*** Begin section ***

PR #5954, opened 2026-04-27
feat(webhooks): thread `ingressRequestId` through webhook handler chain (NAN-5338)

agusayerza:
Generates a server-side UUID at the top of postWebhook and carries it through `routeWebhook` into `InternalNango` as a constructor field. No behavioral change yet, the ID is consumed by the upcoming dispatch-queue publisher (`NAN-5340`) to build deterministic taskNames when no de-dupe key is available. It is also used to dedupe SQS redelivery.

### DIFF
--- a/packages/server/lib/controllers/webhook/environmentUuid/postWebhook.ts
+++ b/packages/server/lib/controllers/webhook/environmentUuid/postWebhook.ts
@@ -1,3 +1,5 @@
+import { randomUUID } from 'node:crypto';
+
 import tracer from 'dd-trace';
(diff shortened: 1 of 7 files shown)


TBonnin (commented):
the `logContextGetter` would get you a random id as well.

agusayerza:
> the `logContextGetter` would get you a random id as well.

Good point. We can use `activityLogId` instead. That makes this prep-only plumbing PR unnecessary, so I’m going to fold it into the dispatch-queue PR instead of landing it separately

PR #5955, opened 2026-04-27
feat(webhooks): add dispatch queue publisher (NAN-5339) 1/5

agusayerza:
- WebhookDispatchMessage shared type in `@nangohq/types`
- DispatchQueuePublisher in server package: batched SendMessageBatch, parallel batches, one inline retry for failed entries, partial-failure emits metric + log
- New WEBHOOK_DISPATCH_* metric types in `@nangohq/utils`
- Adds `@aws-sdk/client-sqs` depedency to server

No call sites yet, wired up in NAN-5340.

### DIFF
--- a/packages/server/lib/webhook/dispatch-queue/publisher.ts
+++ b/packages/server/lib/webhook/dispatch-queue/publisher.ts
@@ -1,0 +1,173 @@
+import { SendMessageBatchCommand } from '@aws-sdk/client-sqs';
+import tracer from 'dd-trace';
+
+import { metrics } from '@nangohq/utils';
+
+import { runWithConcurrencyLimit } from '../runWithConcurrencyLimit.js';
+
+import type { SQSClient, SendMessageBatchCommandOutput, SendMessageBatchRequestEntry } from '@aws-sdk/client-sqs';
+import type { WebhookDispatchMessage } from '@nangohq/types';
+
+const SQS_BATCH_MAX_ENTRIES = 10;
+const DEFAULT_PUBLISH_CONCURRENCY = 10;
+
+export interface DispatchQueuePublisherProps {
+    sqs: SQSClient;
+    queueUrl: string;
+    /** Max entries per SQS SendMessageBatch request. AWS caps this at 10. */
+    batchSize?: number;
+    /** Max concurrent SQS SendMessageBatch requests. Defaults to 10. */
+    publishConcurrency?: number;
+}
+
+export interface PublishResult {
+    enqueued: number;
+    failed: number;
+}
+
+interface BatchPublishResult extends PublishResult {
+    retriedEntries: number;
+}
+
+export class DispatchQueuePublisher {
+    private readonly sqs: SQSClient;
+    private readonly queueUrl: string;
+    private readonly batchSize: number;
+    private readonly publishConcurrency: number;
+
+    constructor(props: DispatchQueuePublisherProps) {
+        this.sqs = props.sqs;
+        this.queueUrl = props.queueUrl;
+        const configuredBatchSize = props.batchSize ?? SQS_BATCH_MAX_ENTRIES;
+        if (configuredBatchSize < 1) {
+            throw new RangeError(`batchSize must be > 0`);
+        }
+        this.batchSize = Math.min(configuredBatchSize, SQS_BATCH_MAX_ENTRIES);
+
+        const configuredPublishConcurrency = props.publishConcurrency ?? DEFAULT_PUBLISH_CONCURRENCY;
+        if (configuredPublishConcurrency < 1) {
+            throw new RangeError(`publishConcurrency must be > 0`);
+        }
+        this.publishConcurrency = configuredPublishConcurrency;
+    }
+
+    /**
+     * Publish a list of dispatch messages in batches. Batches are fired in parallel up to
+     * `publishConcurrency`; failed entries within a batch are retried once inline. Any
+     * entries still failing after the retry are counted as `failed`. Regular SQS send
+     * failures and partial failures are returned in the counts instead of throwing so the
+     * caller can treat them as a metric/trace concern, not an HTTP 500 (provider retries
+     * are worse).
+     */
+    async publish(messages: WebhookDispatchMessage[], messageGroupId: string): Promise<PublishResult> {
+        if (messages.length === 0) {
+            return { enqueued: 0, failed: 0 };
+        }
+
+        const activeSpan = tracer.scope().active();
+        const firstMessage = messages[0]!;
+        const batches = chunk(messages, this.batchSize);
+        const span = tracer.startSpan('webhook.dispatch.publish', {
+            ...(activeSpan ? { childOf: activeSpan } : {}),
+            tags: {
+                'nango.accountId': firstMessage.accountId,
+                'nango.environmentId': firstMessage.connection.environment_id,
+                'nango.integrationId': firstMessage.integrationId,
+                'nango.provider': firstMessage.provider,
+                'nango.providerConfigKey': firstMessage.connection.provider_config_key,
+                'nango.messageCount': messages.length,
+                'nango.batchCount': batches.length
+            }
+        });
+
+        return await tracer.scope().activate(span, async () => {
+            try {
+                const results = await runWithConcurrencyLimit(batches, this.publishConcurrency, async (batch) => {
+                    return await this.sendBatch(batch, messageGroupId);
+                });
+
+                const enqueued = results.reduce((sum, r) => sum + r.enqueued, 0);
+                const failed = results.reduce((sum, r) => sum + r.failed, 0);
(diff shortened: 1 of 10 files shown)


packages/server/lib/webhook/dispatch-queue/publisher.ts
```diff
@@ -0,0 +1,196 @@
...
+            tags: {
+                'nango.accountId': firstMessage.accountId,
+                'nango.environmentId': firstMessage.environmentId,
+                'nango.integrationId': firstMessage.integrationId,
+                'nango.provider': firstMessage.provider,
+                'nango.providerConfigKey': firstMessage.providerConfigKey,
+                'nango.messageCount': messages.length,
+                'nango.batchCount': batches.length,
+                'nango.publishConcurrency': this.publishConcurrency,
+                'nango.batchSize': this.batchSize
```
agusayerza: Will remove this last two dimensions

packages/server/lib/webhook/dispatch-queue/publisher.ts
```diff
@@ -0,0 +1,196 @@
...
+    }
+
+    private async trySend(entries: SendMessageBatchRequestEntry[]): Promise<{ failedIds: string[] }> {
+        if (entries.length === 0) return { failedIds: [] };
+        try {
+            const response: SendMessageBatchCommandOutput = await this.sqs.send(new SendMessageBatchCommand({ QueueUrl: this.queueUrl, Entries: entries }));
+            const failedIds = (response.Failed ?? []).map((f) => f.Id).filter((id): id is string => typeof id === 'string');
+            return { failedIds };
+        } catch (err) {
+            logger.error(`SendMessageBatchCommand threw`, { error: err });
```
agusayerza: Intetional log here as we don't have per-batch tracing

packages/types/lib/webhooks/dispatch.ts
```diff
@@ -0,0 +1,38 @@
...
+     * dedupe across separate ingress requests.
+     */
+    ingressRequestId: string;
+    accountId: number;
+    environmentId: number;
+    integrationId: number;
+    provider: string;
+    providerConfigKey: string;
+    parentSyncName: string;
+    connection: {
```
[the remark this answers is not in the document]
agusayerza: Done

packages/server/lib/webhook/dispatch-queue/publisher.ts
```diff
@@ -0,0 +1,191 @@
...
+            return { failedIds: entries.map((e) => e.Id!).filter((id): id is string => typeof id === 'string') };
+        }
+    }
+}
+
+function toEntry(message: WebhookDispatchMessage, index: number, messageGroupId: string): SendMessageBatchRequestEntry {
+    return {
+        Id: indexToEntryId(index),
+        MessageBody: JSON.stringify(message),
+        MessageGroupId: messageGroupId
```
TBonnin, line 155: no `MessageDeduplicationId`

packages/server/lib/webhook/dispatch-queue/publisher.ts
```diff
@@ -0,0 +1,191 @@
...
+        if (configuredPublishConcurrency < 1) {
+            throw new RangeError(`publishConcurrency must be > 0`);
+        }
+        this.publishConcurrency = configuredPublishConcurrency;
+    }
+
+    /**
+     * Publish a list of dispatch messages in batches. Batches are fired in parallel up to
+     * `publishConcurrency`; failed entries within a batch are retried once inline. Any
+     * entries still failing after the retry are counted as `failed`. Never throws — the
```
TBonnin: `Never throws` is contradicted by L112

packages/server/lib/webhook/dispatch-queue/publisher.ts
```diff
@@ -0,0 +1,191 @@
...
+                span.setTag('nango.enqueued', enqueued);
+                span.setTag('nango.failed', failed);
+                span.setTag('nango.retriedEntries', retriedEntries);
+                span.setTag('nango.retriedBatches', retriedBatches);
+
+                const provider = firstMessage.provider;
+
+                if (enqueued > 0) {
+                    metrics.increment(metrics.Types.WEBHOOK_DISPATCH_MESSAGES_ENQUEUED, enqueued, { provider });
+                    metrics.increment(metrics.Types.WEBHOOK_DISPATCH_PUBLISH_SUCCESS, enqueued, { provider });
```
TBonnin, line 102: Do we need both? We are counting the same things twice

packages/server/lib/webhook/dispatch-queue/publisher.unit.test.ts
```diff
@@ -0,0 +1,261 @@
...
+        tracerMocks.activate.mockClear();
+        tracerMocks.startSpan.mockClear();
+        tracerMocks.span.setTag.mockClear();
+        tracerMocks.span.finish.mockClear();
+        tracerMocks.activeSpan.setTag.mockClear();
+        tracerMocks.dogstatsd.increment.mockClear();
+        tracerMocks.dogstatsd.decrement.mockClear();
+        tracerMocks.dogstatsd.gauge.mockClear();
+        tracerMocks.dogstatsd.histogram.mockClear();
+        tracerMocks.dogstatsd.distribution.mockClear();
```
TBonnin, line 108: isn't `restoreAllMocks` already cleaning up the spies?

agusayerza: Most of these are hoisted `vi.fn()` mocks, not `vi.spyOns`, and `restoreAllMocks()` does not clear or reset the history of `vi.fn()`

packages/server/lib/webhook/dispatch-queue/publisher.ts
agusayerza: We are using a standard SQS queue with fair-queue behavior via `MessageGroupId`, not a FIFO queue. Unfortunately the caveat is that fair-queues do not support `MessageDeduplicationId`. We will be using the task name to dedupe on the orchestrator. I'm open to using a FIFO queue with `MessageDeduplicationId` but we lose the fairness across tenants. Even then orchestrator would still need deduping transport retries. (FIFO guarantees at-least-once delivery)

packages/server/lib/webhook/dispatch-queue/publisher.ts
agusayerza: Yeah, fixing it. I meant never throws on regular SQS operations.

packages/server/lib/webhook/dispatch-queue/publisher.ts
agusayerza: Agreed, `enqueued` ended up being redundant here and also reads more like queue depth, so I removed it and kept `publish.success` / `publish.failure`

packages/server/lib/webhook/dispatch-queue/publisher.ts
```diff
@@ -0,0 +1,172 @@
...
+    constructor(props: DispatchQueuePublisherProps) {
+        this.sqs = props.sqs;
+        this.queueUrl = props.queueUrl;
+        const configuredBatchSize = props.batchSize ?? SQS_BATCH_MAX_ENTRIES;
+        if (configuredBatchSize < 1) {
+            throw new RangeError(`batchSize must be > 0`);
+        }
+        this.batchSize = Math.min(configuredBatchSize, SQS_BATCH_MAX_ENTRIES);
+
+        const configuredPublishConcurrency = props.publishConcurrency ?? SQS_BATCH_MAX_ENTRIES;
```
marcindobry: Why are we using a constant for batching as a default for concurrency?

marcindobry (approved):

packages/utils/lib/telemetry/metrics.ts
```diff
@@ -67,6 +67,16 @@ export enum Types {
     WEBHOOK_ASYNC_ACTION_FAILED = 'nango.webhook.async_action.failed',
     WEBHOOK_INCOMING_PAYLOAD_SIZE_BYTES = 'nango.webhook.incoming.payloadSizeBytes',
 
+    WEBHOOK_DISPATCH_PUBLISH_SUCCESS = 'nango.webhook.dispatch_queue.publish.success',
+    WEBHOOK_DISPATCH_PUBLISH_FAILURE = 'nango.webhook.dispatch_queue.publish.failure',
```
TBonnin, line 72: I imagine the following metrics are declared for future use?

TBonnin (approved):

packages/server/lib/webhook/dispatch-queue/publisher.ts
agusayerza: Missed this, originally I had set it to the same value and forgot to split into new const

packages/utils/lib/telemetry/metrics.ts
agusayerza: Correct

*** End section ***

• [DIRECTIONS FOR THIS TASK]:
Return each line of the material above that holds the string "here".

• [TASK ANSWER]:
agusayerza: Intetional log here as we don't have per-batch tracing
agusayerza: Agreed, `enqueued` ended up being redundant here and also reads more like queue depth, so I removed it and kept `publish.success` / `publish.failure`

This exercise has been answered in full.